330 kilometer, ca. 9 stunden

Auch für diese fahrt sollten wir früh aufbrechen, denn essaouria liegt 165 kilometer von agadir entfernt, ist aber über eine gute strasse zu erreichen, die uns nur kurz durch einige serpentinen der ausläufer des hohen atlas führt.

wir verlassen agadir in nördlicher richtung und fahren immer parallel zum meer. hier erst erfahren wir die kraft und gewalt des atlantiks, wenn er mit seinen mächtigen wellen die küste erreicht und hohe, schäumende fontänen aus gischt über die felsen schleudert. bei cap rhir, wo ein leuchtturm strahlend weiss auf den vorgelagerten klippen steht, lohnt es sich, auszusteigen, um dem tosenden atlantik nah zu sein, während ein heftiger sturm an uns zieht und zerrt.

urlauber, die zum ersten mal nach agadir kommen, sind bisweilen enttäuscht. sie dachten sich eine urlaubsidylle wie am mittelmeer und sind überrascht von dem oft rauhen und wechselnden klima. immer wieder geschieht es, dass an einem heissen tag - besonders in den sommermonaten -plötzlich eine dichte nebelbank über den atlantik heran weht und die stadt mit eisiger kälte überzieht.
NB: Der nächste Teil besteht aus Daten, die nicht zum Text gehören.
PR #5190, opened 2020-02-12
filtering behavior correction

baude:
when filtering containers, if a status= is provided as an input filter, then we should override the all to always be true.

### DIFF
--- a/pkg/api/handlers/libpod/containers.go
+++ b/pkg/api/handlers/libpod/containers.go
@@ -83,6 +83,8 @@ func ListContainers(w http.ResponseWriter, r *http.Request) {
 		Pod:       query.Pod,
 		Sync:      query.Sync,
 	}
+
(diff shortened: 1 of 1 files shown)


baude:
@marusak fyi

mheon:
LGTM

marusak:
Wondering, if this would not suffer with the same problem as filtering with ID does. Let me explain.
(just note that `status=(created|restarting|running|removing|paused|exited|dead)`)

When `all=true` and `filters.id=<some_id>` then all containers are returned, ignoring the filter. Without `all=true` the filtering works correctly as long as the container is running, when the container is not running, it is not considered (explained [here](https://github.com/containers/libpod/pull/5171#issuecomment-585079991)). So with change in this PR wouldn't it always return all containers ignoring the status filter?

auch die nächte sind - bis auf wenige ausnahmen, wenn ein heisser wind aus der sahara heran weht - kühl, bisweilen sogar kalt. zwar hat agadir viele sonnenstunden, die uns gerade im winter das oft schmuddelige wetter in europa vergessen lassen. aber wir sollten uns nicht täuschen! sobald die sonne untergeht, - und das geschieht im winter sehr früh -, werden wir wahrscheinlich fluchtartig den strand verlassen müssen, denn es wird sofort empfindlich kalt. darum sollten wir, wenn wir in den wintermonaten in agadir urlaub machen, auch immer darauf achten, ein hotelzimmer in südlicher lage zu bekommen, in das tagsüber die sonne scheinen und es wärmen kann. ich habe einmal in einem nordzimmer des grossen hotels anezi, das über keine heizungen in den zimmern verfügt, gewohnt. ich verstand nicht, warum immer mehr touristen die zimmer neben mir verliessen. anstatt einmal darüber nachzudenken, zog ich nachts zwei wollpullover übereinander, fror trotzdem ganz erbärmlich und reiste am ende mit einer fürchterlichen bronchitis nach deutschland zurück. die anderen gäste hatten es besser gemacht, ihre ausgekühlten zimmer verlassen und eines auf der südseite des hotels verlangt.

das klima in agadir ist so ganz anders wie am mittelmeer, trägt aber mit seiner schroffheit und erbarmungslosigkeit zu der ganz speziellen atmosphäre agadirs und seiner umgebung bei. dazu kommt das fast durchsichtige licht. reingewaschen vom atlantik, mischt es die farben der landschaft nicht, sondern trennt und kontrastiert sie. wie mit der allergrössten tiefenschärfe fotografiert, bilden sich harte konturen, und nichts verhüllt sich in den schleiern fliessender und weicher übergänge.

in marokko werden wir liebliches und mildes vergeblich suchen ...

hinter cap rhir schlägt die strasse einen bogen ins land und wir verlassen für eine weile die felsen und klippen des atlantiks. in leichten serpentinen fahren wir durch das vorgebirge des hohen atlas. hier liegt das grösste, zusammenhängende arganiengebiet marokkos.

der baum, der mit seinem wurzelwerk dafür sorgt, dass der boden nicht errodiert, ist inzwischen in seinem bestand gefährdet und das empfindliche ökologische gleichgewicht, in dem die arganie eine wesentliche rolle spielt, wurde nachhaltig gestört. über jahrhunderte gab es raubbau an diesem baum und sein holz wurde als billiger brenn- und baustoff verwendet. die blätter und früchte dienten (und dienen) tieren als futter. es sieht vielleicht possierlich aus, wenn ziegen in die bäume steigen, um die zweige, die jungen triebe und knospen zu fressen. es schadet aber den bäumen und verhindert ihr wachstum. erst in den letzten jahren hat die marokkanische regierung die bedeutung der arganie für marokko begriffen und versucht mit grossem finanziellen aufwand, den baum zu retten und besser zu schützen. interessant ist, dass alle versuche fehlschlugen, die arganie zum beispiel im spanischen andalusien anzupflanzen. sie gedeiht nur in marokko und auch dort nur in einem eng umgrenzten gebiet, das von essaouira bis zum antiatlas reicht.

überall warten händler an der strasse, die uns in plastikflaschen das arganienöl entgegen strecken. da wir aber wissen, wie zeitaufwändig es ist, das öl zu gewinnen, und wie viele kerne gebraucht werden, um nur wenige tropfen davon zu gewinnen, können wir getrost annehmen, dass uns hier ein mix aus arganien- und olivenöl verkauft werden soll.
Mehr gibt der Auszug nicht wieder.